**Aim of the task:** The answer must be an exact reproduction of all the entries.

**Stored data entries:**

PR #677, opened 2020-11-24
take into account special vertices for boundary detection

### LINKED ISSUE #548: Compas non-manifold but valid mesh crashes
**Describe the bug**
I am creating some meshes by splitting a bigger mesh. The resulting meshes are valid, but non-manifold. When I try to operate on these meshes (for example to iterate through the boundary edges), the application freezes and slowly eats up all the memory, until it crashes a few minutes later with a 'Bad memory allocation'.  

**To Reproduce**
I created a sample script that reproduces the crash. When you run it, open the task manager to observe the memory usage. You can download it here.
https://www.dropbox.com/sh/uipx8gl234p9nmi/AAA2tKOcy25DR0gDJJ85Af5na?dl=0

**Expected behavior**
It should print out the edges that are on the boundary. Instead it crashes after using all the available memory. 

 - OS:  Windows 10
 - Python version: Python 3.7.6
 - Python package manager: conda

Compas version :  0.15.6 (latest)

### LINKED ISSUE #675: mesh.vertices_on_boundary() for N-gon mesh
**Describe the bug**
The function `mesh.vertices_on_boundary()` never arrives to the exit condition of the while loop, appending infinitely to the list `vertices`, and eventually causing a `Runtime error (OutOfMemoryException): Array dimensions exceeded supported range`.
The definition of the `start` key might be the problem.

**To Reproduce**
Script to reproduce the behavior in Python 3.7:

**Task output:**
PR #677, opened 2020-11-24
take into account special vertices for boundary detection

### LINKED ISSUE #548: Compas non-manifold but valid mesh crashes
**Describe the bug**
I am creating some meshes by splitting a bigger mesh. The resulting meshes are valid, but non-manifold. When I try to operate on these meshes (for example to iterate through the boundary edges), the application freezes and slowly eats up all the memory, until it crashes a few minutes later with a 'Bad memory allocation'.  

**To Reproduce**
I created a sample script that reproduces the crash. When you run it, open the task manager to observe the memory usage. You can download it here.
https://www.dropbox.com/sh/uipx8gl234p9nmi/AAA2tKOcy25DR0gDJJ85Af5na?dl=0

**Expected behavior**
It should print out the edges that are on the boundary. Instead it crashes after using all the available memory. 

 - OS:  Windows 10
 - Python version: Python 3.7.6
 - Python package manager: conda

Compas version :  0.15.6 (latest)

### LINKED ISSUE #675: mesh.vertices_on_boundary() for N-gon mesh
**Describe the bug**
The function `mesh.vertices_on_boundary()` never arrives to the exit condition of the while loop, appending infinitely to the list `vertices`, and eventually causing a `Runtime error (OutOfMemoryException): Array dimensions exceeded supported range`.
The definition of the `start` key might be the problem.

**To Reproduce**
Script to reproduce the behavior in Python 3.7:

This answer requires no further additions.